Confirmatory model selection

Instructions:

This html will remind you of the code needed to do confirmatory model selection
It will have hints and suggests for the steps you need to do confirmatory model selection
Data will be named YourData and models YourModel - you should change these to the name you decide to give your data and models

The variable names are also different here as examples are on different data to what you have. Results will also be different

Help and hints (and pictures because it was a bit boring)

Below are a list of click down sections, each covers a different part of the analysis. Use whichever you need. Also try to have a go on your own when you can, you can always check after if you got it right.

Useful R code

anova(YourModel1, YourModel2)

## Analysis of Variance Table
## 
## Model 1: height ~ 1
## Model 2: height ~ type
##   Res.Df    RSS Df Sum of Sq      F  Pr(>F)  
## 1     29 293.44                              
## 2     28 242.08  1    51.352 5.9395 0.02141 *
## ---
## Signif. codes:  0 '***' 0.001 '**' 0.01 '*' 0.05 '.' 0.1 ' ' 1

Hint: check the degrees of freedom to see if you put them in the right order. The degrees of freedom should make sense i.e. be positive

Hints on which steps to include

In confirmatory model selection you want to test a specific hypothesis.

Therefore, you need to think about a null and alternative hypothesis and a way to compare them statistically. (This part involves a few steps).

Then, as with every analysis, you will want to look at the results and make a conclusion. Hint - it includes rejecting or not the null hypothesis.

I really don't know which steps!! (or I just want to be sure)

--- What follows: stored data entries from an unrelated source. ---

PR #979, opened 2022-02-10
Do not skip problematic regexes in ACLs

rousskov:
This change has two partially overlapping parts:

* Reject configurations with ACLs containing failed-to-compile regexes.
* Do not skip ACL regexes with BUFSIZ or more characters.

Invalid or long ACL regexes were skipped (with an ERROR message),
resulting in a dangerous mismatch between admin (mis)interpretation of
their squid.conf and the actual configuration of the running instance.
Given the volume of ERRORs busy Squids are often reporting, including
transaction errors that admins may consider irrelevant, admins are not
paying enough attention to non-fatal configuration ERRORs, especially
reconfiguration ERRORs. Squid should reject erroneous configs instead.

And until we find (and this time document!) a specific reason to
artificially restrict individual regex length, let the Squid
configuration tokenizer and the regex library limit RE lengths. KISS.

Also deliver what commit 0fa036e promised but failed to do: "Squid no
longer reports REs _optimization_ failure when it is an individual RE
that is broken (and reported as such)". In that commit, I overlooked the
fact that Squid still ignored broken REs at the time, fooling the
higher-level code into thinking that they were OK (and triggering
unnecessary reporting of misleading optimization errors).

Besides rejection of invalid REs, there are two known side effects:

1. Squid may silently start using previously skipped long REs[^1].
2. Squid may fail/succeed/change regex optimization because the
   previously skipped long REs now participate in optimization attempts.
   In nearly all cases, this does not affect the ACL matching outcome.

[^1]: The regex library is unlikely to reject regexes based on their
length alone because libraries ought to accept regexes much longer than
longest Squid configuration tokens. For example, glibc accepts 4MB-long
regexes on 32-bit systems AFAICT based on a quick scan of regcomp code.

### DIFF
--- a/src/acl/RegexData.cc
+++ b/src/acl/RegexData.cc
@@ -209,14 +209,7 @@ compileUnoptimisedREs(std::list<RegexPattern> &curlist, const SBufList &sl, cons
         } else if (configurationLineWord == plus_i) {
             flags &= ~REG_ICASE;
         } else {
-            try {
-                compileRE(curlist, configurationLineWord, flags);
-            } catch (...) {
-                // TODO: Make these configuration failures fatal (by default).
-                debugs(28, DBG_CRITICAL, "ERROR: Skipping regular expression: '" << configurationLineWord << "'" <<
-                       Debug::Extra << "configuration: " << cfg_filename << " line " << config_lineno << ": " << config_input_line <<
-                       Debug::Extra << "regex compilation failure: " << CurrentException);
-            }
+            compileRE(curlist, configurationLineWord, flags);
         }
     }
 }
--- a/src/acl/RegexData.cc
+++ b/src/acl/RegexData.cc
@@ -233,13 +233,8 @@ ACLRegexData::parse()
     SBufList sl;
     while (char *t = ConfigParser::RegexStrtokFile()) {
         const char *clean = removeUnnecessaryWildcards(t);
-        if (strlen(clean) > BUFSIZ-1) {
-            debugs(28, DBG_CRITICAL, cfg_filename << " line " << config_lineno << ": " << config_input_line);
-            debugs(28, DBG_CRITICAL, "ERROR: Skipping regular expression. Larger than " << BUFSIZ-1 << " characters: '" << clean << "'");
-        } else {
-            debugs(28, 3, "buffering RE '" << clean << "'");
-            sl.emplace_back(clean);
-        }
+        debugs(28, 3, "buffering RE '" << clean << "'");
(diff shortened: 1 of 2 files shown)


rousskov:
FWIW, here is rough Squid changes history as far as treatment of long REs is concerned:

* Before 6564dae: RegexData accepts REs as long as the longest strtokFile() token. No RE-joining optimization yet.

* 6564dae: Introduces BUFSIZ restriction on individual REs, most likely because an on-stack array (called largeRE) that was added to join individual REs needed an aggressive size restriction. That array was added with a BUFSIZ capacity. BUFSIZ-long and larger REs are now rejected, even though compileUnoptimisedREs() still does not use that array/limit. An accident?

* d80c844: The largeRE array gets replaced with SBufList, allowing for a much larger buffer, but the commit _reduces_ REs accumulation limit from BUFSIZ (i.e. 4096) to 1024. Individual REs are still allowed to reach BUFSIZ-1 in length, so reducing accumulation limit below BUFSIZ looks odd. The change is not discussed (or even disclosed) in the commit message.

```diff
-        } else if (RElen + largeREindex + 3 < BUFSIZ-1) {
+        } else if (reSize < 1024) {
```

@kinkie, do you recall why d80c844 reduced RE accumulation limit from BUFSIZ (i.e. 4096) to 1024?

yadij (approved):
LGTM

rousskov:
> > PR description: Do not skip ACL regexes longer than 4095 characters

> Since BUFSIZ may be different, I am not sure we should make this statement. For example, I got it 8092 in RegexData.cc (defined stdio.h).

Good point! I did not know that `BUFSIZ` is usually defined _outside_ of Squid. A quick web search shows that it can even be as small as 512 bytes in some environments! 512 characters is still very long for a regex, but some folks could be using real-world URLs for regexes... This clarification makes the changes in this PR even more useful AFAICT.

I changed the PR description to use `BUFSIZ` instead of using the Squid-default value of `4096` (minus one).

rousskov:
... and since the BUFSIZ constant is actually [standard](https://en.cppreference.com/w/cpp/io/c) in C++, we should not be defining it like we do today, but that is a problem for another PR to fix. This PR just reduces the surface of that problem a bit.

kinkie:
> @kinkie, do you recall why [d80c844](https://github.com/squid-cache/squid/commit/d80c844681549b513c63b723041d453481821041) reduced RE accumulation limit from BUFSIZ ~(i.e. 4096)~ to 1024?

I don't remember; I think it was arbitrary, out of an abundance of caution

The first step in confirmatory model selection is to work out what your H0 (null hypothesis) and H1 (alternative hypothesis) are.

Once you have worked this out you should run a linear model for each of these. You should know the code to do this by now. Make sure to save them as objects e.g. YourModelH0 <- lm(), because you will use them in other functions later.

Then find a way to compare the results statistically. You can do this using the anova() function to compare them.

Now you need to interpret the output of the anova(). Below is an example from a different dataset, in the next section.

Finally, you would need to interpret the output of the 'chosen' model.

How to read outputs of confirmatory model selection

The degrees of freedom HERE begins as: n (number of data points). But is usually n-1

The columns are:

Res.DF - residual degrees of freedom, those left after number of parameters estimated has been removed (here, we have estimated an intercept in both (n-1), and a slope too in one of our models (n-2))
RSS - residual sum of squares. Sum of squared distances between estimate and data points. Estimate can be a mean or a regression line depending on the model.
DF - difference in degrees of freedom between the two models.
Sum of Sq - the RSS of the H0 model - RSS of the H1 model.
F - F statistic. Calculated as (Sum of Sq/df)/(RSS of H1/DF H1). Here that is (51.352/1)/(242.08/28) = 5.9395
Pr(>F) - the probability of getting the F value you have or higher IF H0 were true. Here it is 0.02141, which is a 2.141 % chance that we would see the F statistic we estimated or higher IF H0 were true.

anova(YourModel1, YourModel2)

## Analysis of Variance Table
## 
## Model 1: height ~ 1
## Model 2: height ~ type
##   Res.Df    RSS Df Sum of Sq      F  Pr(>F)  
## 1     29 293.44                              
## 2     28 242.08  1    51.352 5.9395 0.02141 *
## ---
## Signif. codes:  0 '***' 0.001 '**' 0.01 '*' 0.05 '.' 0.1 ' ' 1

To make this an interpretation, the main thing we need is the Pr(>F) value, called the p-value. You might have come across this in another course. The typical threshold for this is 0.05, anything less than this is considered to be unlikely if H0 were true. (5% chance of seeing the result or higher). But this is a bit arbitrary. You could choose 0.01 instead if you want to be really sure, or 0.1 if you don't need much confidence. The p-value does not tell you anything about the strength of any relationships though, for that you need the coefficients of the chosen lm() and their confidence intervals.

To draw a conclusion, you want to focus on whether you reject or not H0.

Never accept H0 or H1, just reject H0 or don't. The p-value does not tell you how likely either H0 or H1 are to be true.